• [THE PROBLEM]:
Copy every record that appears below, exactly as it stands.

(Stored data entries)
________

PR #194, opened 2025-03-20
Unit test updates - non-iOS lifecycle, json encoding, and OS availability

blainemercado:
The following updates are intended to improve the testing performance for all OS types. Some tests were failing, and for some OS versions the project was unable to build.

- Updated endSession test that failed for non-iOS lifecycle devices (watchOS, tvOS) due to differing behavior of endSession method on iOS and non-iOS devices.
-  One JSON encoding test failed due to a mismatched coding key so updated to reference the coding key variable directly instead of hard coding the strings.
-  Updated several tests' OS availabilities that were using swift functions that are only available in later versions of tvOS so project can build.

## Checklist

- [X] PR Description to summarize changes
- [X] Add sufficient test coverage
- [X] Read [Contributing Guidelines](./CONTRIBUTING.md)
- [X] Agree to [Embrace CLA](https://docs.google.com/forms/d/e/1FAIpQLSct_OV9j5-yGCXkhMKOUKpwTxFWdwCQYTPeESk39lOM6k3uKA/viewform)


Tests/EmbraceCoreTests/Payload/ResourcePayloadTests.swift
```diff
@@ -49,31 +49,31 @@ class ResourcePayloadTests: XCTestCase {
...
+        XCTAssertEqual(json[ResourcePayload.CodingKeys.diskTotalCapacity.rawValue] as? Int, 494384795648)
+        XCTAssertEqual(json[ResourcePayload.CodingKeys.deviceArchitecture.rawValue] as? String, "arm64")
+        XCTAssertEqual(json[ResourcePayload.CodingKeys.deviceModel.rawValue] as? String, "arm64_model")
+        XCTAssertEqual(json[ResourcePayload.CodingKeys.deviceManufacturer.rawValue] as? String, "Apple")
+        XCTAssertEqual(json[ResourcePayload.CodingKeys.screenResolution.rawValue] as? String, "1179x2556")
+        XCTAssertEqual(json[ResourcePayload.CodingKeys.osVersion.rawValue] as? String, "17.0.1")
+        XCTAssertEqual(json[ResourcePayload.CodingKeys.osBuild.rawValue] as? String, "23D60")
+        XCTAssertEqual(json[ResourcePayload.CodingKeys.osType.rawValue] as? String, "darwin")
+        XCTAssertEqual(json[ResourcePayload.CodingKeys.osAlternateType.rawValue] as? String, "iOS_variant")
+        XCTAssertEqual(json[ResourcePayload.CodingKeys.osName.rawValue] as? String, "iPadOS")
```
ArielDemarco, line 76: The idea of using hardcoded strings in test instead of `ResourcePayload` is precisely to make it fail when there’s a change. The benefit is that it helps prevent unintentional typos or mistakes when adding or modifying code in `ResourcePayload` (it acts as a kind of double check).
So, if this test fails, I would simply update the key in question (which probably just wasn’t updated, or happened due to some bad merge conflict 😅 ).

ArielDemarco (changes requested):
Thanks a lot for your contribution!! Minor change needed. Aside from that, the PR looks great! If you update the `ResourcePayloadTests`, we can go ahead and merge 👍

Tests/EmbraceCoreTests/Payload/ResourcePayloadTests.swift
blainemercado: Thanks, that makes sense. I updated the PR with this change.

blainemercado:
Updated with the suggested change from the review by @ArielDemarco. Thanks

Sources/EmbraceCore/Payload/ResourcePayload.swift
```diff
@@ -56,7 +56,7 @@ struct ResourcePayload: Codable {
         case deviceManufacturer = "device_manufacturer"
         case screenResolution = "screen_resolution"
         case buildId = "build_id"
-        case bundleVersion = "build"
+        case bundleVersion = "bundle_version"
         case environmentDetail = "environment_detail"
```
ArielDemarco, line 60: As far as I can tell, this change shouldn’t be necessary:
- [On main](https://github.com/embrace-io/embrace-apple-sdk/blob/92aab5fd0d2b639e73cdd2379f012f079eea3c60/Sources/EmbraceCore/Payload/ResourcePayload.swift#L59) this is `build`.
- Tests shouldn't fail as [they show exactly the same value on main](https://github.com/embrace-io/embrace-apple-sdk/blob/92aab5fd0d2b639e73cdd2379f012f079eea3c60/Tests/EmbraceCoreTests/Payload/ResourcePayloadTests.swift#L55)

Have you synced your fork with the latest version of `main`?

blainemercado: You're right, mine was out of sync. I thought I pulled the latest, but it looks like I didn't sync correctly so I didn't have the latest. I fixed that now.

ArielDemarco (approved):

ArielDemarco:
Everything LGTM! Thanks @blainemercado for the contribution!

________

• [SOLVED EXERCISE]:
PR #194, opened 2025-03-20
Unit test updates - non-iOS lifecycle, json encoding, and OS availability

blainemercado:
The following updates are intended to improve the testing performance for all OS types. Some tests were failing, and for some OS versions the project was unable to build.

- Updated endSession test that failed for non-iOS lifecycle devices (watchOS, tvOS) due to differing behavior of endSession method on iOS and non-iOS devices.
-  One JSON encoding test failed due to a mismatched coding key so updated to reference the coding key variable directly instead of hard coding the strings.
-  Updated several tests' OS availabilities that were using swift functions that are only available in later versions of tvOS so project can build.

## Checklist

- [X] PR Description to summarize changes
- [X] Add sufficient test coverage
- [X] Read [Contributing Guidelines](./CONTRIBUTING.md)
- [X] Agree to [Embrace CLA](https://docs.google.com/forms/d/e/1FAIpQLSct_OV9j5-yGCXkhMKOUKpwTxFWdwCQYTPeESk39lOM6k3uKA/viewform)


Tests/EmbraceCoreTests/Payload/ResourcePayloadTests.swift
```diff
@@ -49,31 +49,31 @@ class ResourcePayloadTests: XCTestCase {
...
+        XCTAssertEqual(json[ResourcePayload.CodingKeys.diskTotalCapacity.rawValue] as? Int, 494384795648)
+        XCTAssertEqual(json[ResourcePayload.CodingKeys.deviceArchitecture.rawValue] as? String, "arm64")
+        XCTAssertEqual(json[ResourcePayload.CodingKeys.deviceModel.rawValue] as? String, "arm64_model")
+        XCTAssertEqual(json[ResourcePayload.CodingKeys.deviceManufacturer.rawValue] as? String, "Apple")
+        XCTAssertEqual(json[ResourcePayload.CodingKeys.screenResolution.rawValue] as? String, "1179x2556")
+        XCTAssertEqual(json[ResourcePayload.CodingKeys.osVersion.rawValue] as? String, "17.0.1")
+        XCTAssertEqual(json[ResourcePayload.CodingKeys.osBuild.rawValue] as? String, "23D60")
+        XCTAssertEqual(json[ResourcePayload.CodingKeys.osType.rawValue] as? String, "darwin")
+        XCTAssertEqual(json[ResourcePayload.CodingKeys.osAlternateType.rawValue] as? String, "iOS_variant")
+        XCTAssertEqual(json[ResourcePayload.CodingKeys.osName.rawValue] as? String, "iPadOS")
```
ArielDemarco, line 76: The idea of using hardcoded strings in test instead of `ResourcePayload` is precisely to make it fail when there’s a change. The benefit is that it helps prevent unintentional typos or mistakes when adding or modifying code in `ResourcePayload` (it acts as a kind of double check).
So, if this test fails, I would simply update the key in question (which probably just wasn’t updated, or happened due to some bad merge conflict 😅 ).

ArielDemarco (changes requested):
Thanks a lot for your contribution!! Minor change needed. Aside from that, the PR looks great! If you update the `ResourcePayloadTests`, we can go ahead and merge 👍

Tests/EmbraceCoreTests/Payload/ResourcePayloadTests.swift
blainemercado: Thanks, that makes sense. I updated the PR with this change.

blainemercado:
Updated with the suggested change from the review by @ArielDemarco. Thanks

Sources/EmbraceCore/Payload/ResourcePayload.swift
```diff
@@ -56,7 +56,7 @@ struct ResourcePayload: Codable {
         case deviceManufacturer = "device_manufacturer"
         case screenResolution = "screen_resolution"
         case buildId = "build_id"
-        case bundleVersion = "build"
+        case bundleVersion = "bundle_version"
         case environmentDetail = "environment_detail"
```
ArielDemarco, line 60: As far as I can tell, this change shouldn’t be necessary:
- [On main](https://github.com/embrace-io/embrace-apple-sdk/blob/92aab5fd0d2b639e73cdd2379f012f079eea3c60/Sources/EmbraceCore/Payload/ResourcePayload.swift#L59) this is `build`.
- Tests shouldn't fail as [they show exactly the same value on main](https://github.com/embrace-io/embrace-apple-sdk/blob/92aab5fd0d2b639e73cdd2379f012f079eea3c60/Tests/EmbraceCoreTests/Payload/ResourcePayloadTests.swift#L55)

Have you synced your fork with the latest version of `main`?

blainemercado: You're right, mine was out of sync. I thought I pulled the latest, but it looks like I didn't sync correctly so I didn't have the latest. I fixed that now.

ArielDemarco (approved):

ArielDemarco:
Everything LGTM! Thanks @blainemercado for the contribution!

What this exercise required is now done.